The records section start

PR #4155, opened 2022-01-01
horizon/ingest: refactor initial load of orderbook offers/pools to use functional streaming

### LINKED ISSUE #1622: Optimize Orderbook loading to use sql rows stream directly
Currently `GetAllOffers` is used to load all offers from a database into in-memory order book graph. Currently, there are around 33k offers in the public network however, if this number increases in the future this function may require more memory. Instead, we should stream offers from a DB using [`sql.Rows`](https://golang.org/pkg/database/sql/#Rows). We already use this method in several places in Horizon so check them for reference.

sreuland:
<details>
  
### PR Structure

  otherwise).
  packages.

### Thoroughness

### Release planning

</details>

### What
at init time, entire orderbook was loaded into intermediate ram(slice) first from db resultset, then the slice was copied piece by piece into the orderbook memory, doubling the overall ram size needed by orderbook state for some initial amount of time.

### Why
performance improvement to load orderbook data more efficiently at startup, avoid the double ram usage, handle larger sizes as things scale up

Closes #1622 

### Known limitations

does not change final orderbook state, it is still stored in ram


services/horizon/internal/db2/history/liquidity_pools.go
```diff
@@ -85,7 +86,7 @@ func (lpar *LiquidityPoolAssetReserve) UnmarshalJSON(data []byte) error {
 type QLiquidityPools interface {
 	UpsertLiquidityPools(ctx context.Context, lps []LiquidityPool) error
 	GetLiquidityPoolsByID(ctx context.Context, poolIDs []string) ([]LiquidityPool, error)
-	GetAllLiquidityPools(ctx context.Context) ([]LiquidityPool, error)
+	StreamAllLiquidityPools(ctx context.Context, callback func(*LiquidityPool) error) error
```
tamirms, line 89: I don't see the reason for the callback to take a pointer to a LiquidityPool rather than the LiquidityPool itself. It seems all uses of `StreamAllLiquidityPools()` end up dereferencing the pointer.

sreuland: I was looking to avoid the implicit copy by-value aspect, the usage intent of the callback is read only, so there was no functional purpose for by-ref, if not meaningful for performance and seems clutter I'll remove?

tamirms: the performance improvement only occurs for large structs. I think we can allow the copy by value in this case

tamirms (approved):

services/horizon/internal/db2/history/liquidity_pools.go
```diff
@@ -186,13 +187,27 @@ func (q *Q) GetLiquidityPools(ctx context.Context, query LiquidityPoolsQuery) ([
...
+	if rows, err = q.Query(ctx, selectLiquidityPools.Where("deleted = ?", false)); err != nil {
+		return errors.Wrap(err, "could not run all liquidity pools select query")
 	}
 
-	return results, nil
+	defer rows.Close()
+	liquidityPool := LiquidityPool{}
+
+	for rows.Next() {
+		if err = rows.StructScan(&liquidityPool); err != nil {
```
bartekn, line 202: I remember one issue in our XDR decoder: an object reused for decoding was not cleared so sometimes pointer fields contained the old data. I think this _can_ be also the case here. Can we check? The fix would be to move `liquidityPool` variable inside the `for` loop.

bartekn: I found the PRs for reference: https://github.com/stellar/go-xdr/pull/13 https://github.com/stellar/go-xdr/pull/14.

sreuland: In this case, every field in the struct is set to a column value in results(selected from liquidity_pools table) per row iteration during StructScan, so, shouldn't need init between iterations.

The records section end

_How to complete this task_. Above are the records; copy every line in them that holds the word "StructScan".

_Result below_.
+		if err = rows.StructScan(&liquidityPool); err != nil {
sreuland: In this case, every field in the struct is set to a column value in results(selected from liquidity_pools table) per row iteration during StructScan, so, shouldn't need init between iterations.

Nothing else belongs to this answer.